The UK’s vaccination programme has been among the best in the world. The latest data from Public Health England show that 80 per cent of adults have antibodies to Sars-CoV-2. Vaccine uptake has been above 90 per cent in the oldest age groups, and it may eventually be similarly high for younger cohorts. This success is down to excellent communication of the (tiny) risks and (massive) benefits of vaccination. The very small risk of a particular form of clotting engendered by the AstraZeneca vaccine was carefully contextualised, and a wise decision to offer those under forty an alternative was explained with clarity and honesty. Despite this near flawless vaccine roll-out, Delta is still spreading, with R well above 1.
Why should Delta succeed where Beta, Gamma and the other variants of concern have so far failed? Part of the explanation is increased transmissibility. Alpha has a particular mutation in the viral protein known as Spike which is associated with increased transmissibility. Delta has a different mutation at the same place that seems to confer even more ability to infect. What about immune evasion? A group of my colleagues at the Crick used the live virus neutralisation assay we’ve been developing to investigate whether Delta was able to escape antibody responses. We expected a modest drop in the ability of immune serums to prevent the virus from entering cells. Instead, we saw that variant Delta was as bad as variant Beta from this point of view, and most people who had received only one dose of a vaccine didn’t have sufficient antibody levels to prevent infection. This result is confirmed by other laboratory studies and real-world data.
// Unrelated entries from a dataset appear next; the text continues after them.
PR #382, opened 2024-06-21
Feature: Add several new datasets (bringing total number up to 16)

rich-iannone:
This adds several new datasets to the package: `peeps`, `films`, `gibraltar`, `reactions`, `photolysis`, and `nuclides`.

We also update the CSV for the `metro` dataset (to incorporate new stations that opened on 2024-06-13).

Some wording inside the dataset descriptions was changed to better describe the types of data within the various datasets.


machow (changes requested):
Excited for these! From pairing, I was going to suggest zipping some of these, but just noticed that pizzaplace (already in data) is the largest at 3Mb. I definitely think we can merge as is, and then zip down the road as an enhancement.

Do you mind adding a test file that just imports each dataset, and verifies it's a DataFrame?

You should be able to do something like...

```python
from great_tables import data

@pytest.mark.parametrize("name", ["pizzaplace", "peeps",])
def test_data(name):
    df = getattr(data, name)
    assert isinstance(df, pd.DataFrame)
```

machow (approved):
LGTM thanks!

Issue #283, opened 2024-04-12
fmt_nanoplot includes excluded rows when scaling plot


rasmi:
I am using fmt_nanoplot to create a table with a histogram on the margins. To do this, I want to exclude the last row, which is a Total row. When I exclude the row using the `rows=` parameter, the scale of the plot appears as if it still factors in the row that was not plotted. I would expect that the plot scales only with the values included in the plot.

## Reproducible example

(adapted from [docs](https://posit-dev.github.io/great-tables/reference/GT.fmt_nanoplot.html#great_tables.GT.fmt_nanoplot))
![Screenshot 2024-04-12 14 20 51](https://github.com/posit-dev/great-tables/assets/2267370/7fabe130-4457-4606-aa43-3c6e72f0107c)

```py
import polars as pl
single_vals_df = pl.DataFrame(
    {
        "i": list(range(1, 6)),
        "lines_small": [12.44, 6.34, 5.2, -8.2, 10],
        "lines_large": [12.44, 6.34, 5.2, -8.2, 100]
    }
)
(
    GT(single_vals_df, rowname_col="i")
    .fmt_nanoplot(columns="lines_small", rows=[0,1,2,3], plot_type="line")
    .fmt_nanoplot(columns="lines_large", rows=[0,1,2,3], plot_type="line")
)
```

## Development environment

- Operating System: Colab notebook
- **great_tables**: 479eb732c912cb5062c4d7e61c6b31301787b00c (v0.5.0)

PR #404, opened 2024-07-18
Issue 283 nano plot scaling

minimav:
# Summary

This PR fixes a bug whereby values from unselected rows affect the scaling in nanoplots. In addition to the single values case given in #283, a simple example of the bug in the context of multiple values per row is below (when `autoscale` is used):

```python
multiple_vals_df = pd.DataFrame(
    {
        "i": list(range(1, 3)),
        "lines_small": ["12.44 6.34", "5.2 -8.2 10"],
        "lines_large": ["12.44, 6.34", "5.2 -8.2 100"],
    }
)
(
    GT(multiple_vals_df, rowname_col="i")
    .fmt_nanoplot(columns="lines_small", rows=[0], plot_type="line", autoscale=True)
    .fmt_nanoplot(columns="lines_large", rows=[0], plot_type="line", autoscale=True)
)
```

Screenshot 2024-07-18 at 20 49 20

Single values example post-fix:

Screenshot 2024-07-18 at 19 53 06

Multiple values example post-fix:

Screenshot 2024-07-18 at 19 53 29

I have added a couple of unit tests based on existing ones, let me know if they work. Thanks for your work on this library, I have been using it at work and really enjoying it 🙂 

- Ref: #283 

# Checklist


machow:
I'm so sorry it took us so long to get to this. @rich-iannone do you mind looking through? If needed, we may just need to start a new PR to address, since we've made a lot of changes since then.

rich-iannone:
This PR fixes the issue that `fmt_nanoplot()` used *all* rows for scaling of single-value nanoplots (one value per cell), even when `rows=` restricted which rows received nanoplots. This meant that an extreme value in a non-selected row would distort the scale of the selected rows' plots.

With this PR, here's an example where we generate nanoplots in a column of values that are common but exclude the last value (which are different between the two DFs, and very large in `df_extreme`).

```{python}
import polars as pl
from great_tables import GT

df_normal = pl.DataFrame({"vals": [-5.3, 6.3, 5.2, -8.2, 10]})
df_extreme = pl.DataFrame({"vals": [-5.3, 6.3, 5.2, -8.2, 500.0]})

gt_normal = GT(df_normal).fmt_nanoplot(
    columns="vals",
    plot_type="bar",
    rows=[0, 1, 2, 3],
)

gt_extreme = GT(df_extreme).fmt_nanoplot(
    columns="vals",
    plot_type="bar",
    rows=[0, 1, 2, 3],
)
```

In the first table (`gt_normal`), the excluded value is `10` and so it's difficult to notice any scale effects.

```python
gt_normal.show("browser")
```

image

However, the same values that exclude a large value of `500` show the same bar plots. The extreme value of `500` isn't considered in the scaling of the other values (they would appear compressed to the zero line).

```python
gt_extreme.show("browser")
```

image

The unit tests compare single SVGs from two different DataFrames (with different unselected values). The equivalence check of the first row's SVG across the DFs indirectly shows that there aren't scaling effects from unselected cells.

rich-iannone (approved):
LGTM!

PR #415, opened 2024-08-07
Feat: DataFrame functions subset_frame and to_column_dict

machow:
This PR adds two new DataFrame generic functions:

* subset_frame: return a new DataFrame that is a subset of `rows=` and `cols=`.
* to_column_dict: convert dataframe to a dictionary, where each column is an entry.

These functions were used in prototyping rendering GT as an interactive table in https://github.com/machow/reactable-py/blob/main/reactable/render_gt.py, but I suspect they'll be useful here.

(Alternatively, we could implement them in reactable-py, which also has a `_tbl_data.py` file?!)

### DIFF
--- a/great_tables/_gt_data.py
+++ b/great_tables/_gt_data.py
@@ -446,18 +446,6 @@ class Boxhead(_Sequence[ColInfo]):
             return None
         return column[0]
 
-    # Get a list of visible column labels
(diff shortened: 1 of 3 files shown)


machow:
Going to close, since I moved the logic into reactable-py

PR #422, opened 2024-08-26
Remove mentions of `accounting` in `force_sign=` argument

rich-iannone:
In several of the formatting methods, the common argument `force_sign=` erroneously mentions accounting notation. That feature does not yet exist in Great Tables so this text is removed here.

Fixes: https://github.com/posit-dev/great-tables/issues/241


machow (approved):
LGTM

Variant Alpha was largely stopped by one vaccine dose, but for Delta it’s really necessary to get both doses for adequate protection. This is why the timetable for second doses has been accelerated in the UK.
We will soon reach a point where the threat of Covid in the UK is substantially diminished by widespread immunity. The 19 July opening is unlikely to cause another devastating wave of hospitalisations – though there may still be significant pressure in some areas. In parts of the world where vaccine coverage is nothing like as high, I fear a catastrophe. Delta is much more transmissible than the original variant, partially evades immunity and probably causes more severe disease. India’s healthcare infrastructure is relatively well-developed compared to many countries, and has still suffered greatly.
At the G7 summit in Cornwall, one billion doses of vaccine were pledged for the poorest countries by the end of next year – enough to protect 500 million people. That number has already slipped, and even if it were not too little, it’s definitely too late. We could and should be doing more – with more urgency – to support poorer countries: not just vaccines, but testing, sequencing, oxygen. The more we delay, the closer we get to the second half of the chessboard. To talk in abstract terms of ‘reducing global health inequalities’ doesn’t convey enough moral force. If altruism isn’t enough motivation, enlightened self-interest will do. More transmission of this virus anywhere in the world increases the chance of a more deadly, more transmissible, more likely-to-evade-vaccination variant emerging. Do we really want to sit like Professor Challenger in his sealed room, watching while the world suffocates?